Compounded dulaglutide through a licensed Pennsylvania 503A pharmacy sits at a lower price point than brand-name Trulicity for patients who cannot access savings programs. Cash prices from 503A pharmacies range from roughly $150 to $300 per month as of early 2026, though patients should request a certificate of analysis confirming potency and sterility before use. The FDA's framework for evaluating compounded drug quality is published in its draft guidance on compounding from bulk substances [7].
GoodRx Gold and similar discount programs reduce the retail cash price at Pennsylvania chains. Walmart, CVS, Rite Aid, and Walgreens in Pennsylvania all accept GoodRx, and the discounted price at some locations has reached $800 to $850 per month, still well above compounded alternatives but below full list for patients who are ineligible for other programs.
Patients who have been stable on Trulicity for more than 12 months and whose A1c is at goal may discuss with their prescriber whether dose reduction from 1.5 mg to 0.75 mg is appropriate. The 0.75 mg pen carries the same list price as the 1.5 mg pen but may be clinically adequate for some patients, and a dose reduction does not itself reduce the monthly cost. It remains one prescription fill per month regardless of dose.

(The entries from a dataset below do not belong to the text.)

PR #988, opened 2021-09-24
[2261] Stop logging Bigquery job

saliceti:
### Context
Logit is expensive and most of the logs are because of the BigQuery job. They don't add any value since we use BigQuery as an event log anyway.

Turn off logging for the BigQuery job. Same as teaching vacancies: https://github.com/DFE-Digital/teaching-vacancies/pull/3986/files

### Guidance to review
Check the BigQuery job doesn't emit any log

### Trello card
https://trello.com/c/7uDtQqB3

### Checklist

- [ ] Rebased master
- [ ] Cleaned commit history

### DIFF
--- a/app/job/send_event_to_big_query_job.rb
+++ b/app/job/send_event_to_big_query_job.rb
@@ -1,4 +1,6 @@
 class SendEventToBigQueryJob < ApplicationJob
+  self.logger = ActiveSupport::TaggedLogging.new(Logger.new(IO::NULL))
+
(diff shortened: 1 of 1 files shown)


misaka (approved):

duncanjbrown (approved):
Looks good! Worth adding a note in the commit message about why we need to wrap in `TaggedLogging`? (needs to implement the `tagged` method to work with `SemanticLogger`)

PR #996, opened 2021-09-28
Disable cycle switcher on Find for the load test environment

davidgisbey:
### Context

This is disabled for Prod so it should also be for our load testing env.

- Disable the cycle switcher in the load testing env

### Trello card

https://trello.com/c/YW5sKe0d/4002-dont-use-redis-on-prod-load-testing-in-find

### Checklist

- [x] Rebased master
- [x] Cleaned commit history

### DIFF
--- a/app/controllers/switcher_controller.rb
+++ b/app/controllers/switcher_controller.rb
@@ -14,6 +14,8 @@ class SwitcherController < ApplicationController
 private
 
   def redirect_to_homepage_if_in_production
-    redirect_to root_path if Rails.env.production?
+    # rubocop:disable Rails/UnknownEnv
+    redirect_to root_path if Rails.env.production? || Rails.env.loadtest?
+    # rubocop:enable Rails/UnknownEnv
   end
 end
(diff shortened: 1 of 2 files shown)


app/lib/hosting_environment.rb
```diff
@@ -2,4 +2,8 @@ module HostingEnvironment
   def self.production?
     Rails.env.production?
   end
+
+  def self.loadtest?
+    Rails.env.loadtest?
```
duncanjbrown, line 7: I don't think we have a `loadtest.rb` in `environments`?

malcolmbaig: We have one on Find's load-test branch!

malcolmbaig (approved):

app/lib/hosting_environment.rb
duncanjbrown: Aha!

malcolmbaig:
re: linter—I'd either use a rubocop disable comment or do a string comparison of the env instead.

Monitoring, Side Effects, and Clinical Context Relevant to Pennsylvania Prescribers
Dulaglutide's most common adverse effects are gastrointestinal, including nausea, diarrhea, and vomiting, occurring in roughly 12 to 21 percent of patients at the 1.5 mg dose in the AWARD clinical trial program [15]. These effects are dose-dependent and typically resolve within four to eight weeks of initiating therapy. Renal function should be monitored in patients with pre-existing CKD, as GI fluid losses can worsen prerenal azotemia.
The FDA label carries a boxed warning for a risk of thyroid C-cell tumors based on rodent studies, though the clinical relevance in humans remains uncertain. Dulaglutide is contraindicated in patients with a personal or family history of medullary thyroid carcinoma or multiple endocrine neoplasia syndrome type 2 [1].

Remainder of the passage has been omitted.